Originally Posted by
fileserverdirect
jscheuer1'sKinda Works*
*works in IE\FF, but not in Safari, IE: Mac.
Is it possable to get this script to work cross-browser (ie Works to 100%
I cannot test code in a browser/on a machine that I don't have. As for IE Mac, almost nothing works in that browser which hasn't been supported by anyone in over 3 years. I did test in Safari 3 Win. Works fine in that. Are you using the most recent Safari Mac? If you go far enough back in the version history of any browser, many scripts will cease working.
In any case, (barring something very unusual) the code will work in any DOM level 2 compliant browser.

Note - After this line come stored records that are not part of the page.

PR #344, opened 2023-01-30
[USDU-292] Adds testcase to check physical camera data on export and import

lee-aandrew:
## Purpose of this PR

**Ticket/Jira #:**

[USDU-292](https://jira.unity3d.com/browse/USDU-292)

## Testing
ExportPhysicalCamera_RetainsPhysicalRelatedData
1. Adds Camera component to a gameObject
2. Set Physical Camera setting to True
3. Set focalLength, sensorSize and lensShift
4. Export the camera object
5. Ensure the exported camera object has physical camera data within its USD properties

ImportPhysicalCamera_PhysicalDataKept
1. Created a Physical camera object on Blender and exported as USDA file (physicalCam.usda)
2. Do Assertion on physical camera properties set in usda file

**Complexity:**
1

**Halo Effect:**
1

## Additional information

**Note to reviewers:**

**Reminder:**


package/com.unity.formats.usd/Tests/Editor/ImportTests.cs
```diff
@@ -0,0 +1,40 @@
+using System.IO;
+using NUnit.Framework;
+using pxr;
+using UnityEditor;
+using UnityEngine;
+using USD.NET;
+
+namespace Unity.Formats.USD.Tests
+{
+    public class ImportTests : BaseFixtureEditor
```
vickycl: Could this just be `public class ImportCameraTests : BaseFixtureEditor`? I don't think there's any benefit to this additional inheritance

package/com.unity.formats.usd/Tests/Editor/ImportTests.cs
```diff
@@ -0,0 +1,40 @@
...
+    {
+        public class CameraRelated : ImportTests
```
vickycl: I think 'CameraRelated' is vague, maybe something like 'ImportCameraTests'? This would be in line with the other tests in this folder eg ImportMeshTests

package/com.unity.formats.usd/Tests/Editor/ExportTests.cs
```diff
@@ -117,5 +116,46 @@ public void ExportMultipleSiblingGameObjectsWithSameName_AllGameObjectsHaveCorre
             }
             Assert.AreEqual(cubes.Length, exportedPrims.Count, "One or more GameObjects don't have a corresponding Prim");
         }
+
+        class CameraRelated : USDExportTests
```
vickycl: Out of curiosity, what's the benefit of this nested class/ inheritance structure over just having this lass outside of USDExportTests? I think  'ExportCameraTests' or some such might be a clearer name too :)

vickycl (changes requested):
Nice tests! I think 'CameraRelated' is a bit vague and should just be 'Camera' in the folder structures and 'ExportCameraTests'/ 'ImportCameraTests' inline with the other tests. Also just some queries about inheritance/ nesting, but overall looks good :)

package/com.unity.formats.usd/Tests/Editor/ExportTests.cs
lee-aandrew: I wanted to sub-categorize / sub-group the test into a more specific part within the USDExportTests, but yeah, I guess I could just have them as a separate class all together instead - @IlliaKo also mentioned something similar at a call today as well

package/com.unity.formats.usd/Tests/Common/TestUtilityFunction.cs
```diff
@@ -0,0 +1,34 @@
...
+        {
+            var usdPath = Path.GetFullPath(AssetDatabase.GUIDToAssetPath(usdGUID));
+            var stage = UsdStage.Open(usdPath, loadSet);
+            var scene = Scene.Open(stage);
+
+            return scene;
+        }
+    }
+#endif
+    public static class ExportTest
```
vickycl: This isn't export specific, so I think this extra layer of abstraction will make it hard to find this for reuse. I think both of these functions can just be inside 'TestUtilityFunctions'

vickycl (changes requested):
One small change requested but otherwise looking better :)

vickycl (approved):
Great, thanks for the iterations!

lee-aandrew:
Thank you for the reviews! @vickycl !

PR #346, opened 2023-02-02
Optimized PointInstance importing

vickycl:
## Purpose of this PR

**Ticket/Jira #:** N/A

PR #331 introduced lots of Transform.Find calls when importing a PointInstancer, which in initial testing didn't appear to introduce a regression but has since proved to be problematic. Discussing with @John-Whigham, we discovered this is because the order of the transform hierarchy means one behaviour is best case (finding each child immediately, deleting it, then recreating on the end) while the other is worst case (not finding the child so searching to the end, with each iteration larger than the last). In profiling this divided loop proves to be much faster, when we destroy all the old objects first before re-instantiating, in all cases.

The chances that any given browser will respond at that level are increased if the page that the script is on has a valid URL HTML 4.01 DOCTYPE. XHTML DOCTYPEs, HTML DOCTYPEs for versions lower than 4.01 or HTML 4.01 DOCTYPEs without valid URL can all throw some browsers into quirks mode, where virtually anything can happen.
Some tests to try on the 'offending' browsers:
Code:
alert(document.getElementsByTagName);
Code:
if(document.getElementsByTagName)
alert(document.getElementsByTagName('script').length);
Here is a modified version that might make those other browsers happy:
Code:
function getQueryValue(var_name) {
var s = document.documentElement.getElementsByTagName('script'),
m = (new RegExp('[?&;]' + var_name + '=([^&;#]*)')).exec(s[s.length-1].getAttribute('src', 0));
return m ? unescape(m[1]) : null;
}
Also try:
Code:
function getQueryValue(var_name) {
var s = document.getElementsByTagName('script'),
m = (new RegExp('[?&;]' + var_name + '=([^&;#]*)')).exec(s[s.length-1].getAttribute('src', 0));
return m ? unescape(m[1]) : null;
}
and:
Code:
function getQueryValue(var_name) {
var s = document.documentElement.getElementsByTagName('script'),
m = (new RegExp('[?&;]' + var_name + '=([^&;#]*)')).exec(s[s.length-1].src);
return m ? unescape(m[1]) : null;
}
All of which will also work on level 2 browsers.
Edit: I thought of some more things. If it can be determined what about the script that non-supporting browsers don't like, a test for that may be devised and either a fall-back (default) value may be used with them, or a fall-back procedure. Also, if your server supports asp, PHP or any other server side language that supports query 'gets', the query value may be passed to the script using that language for 100% of browsers.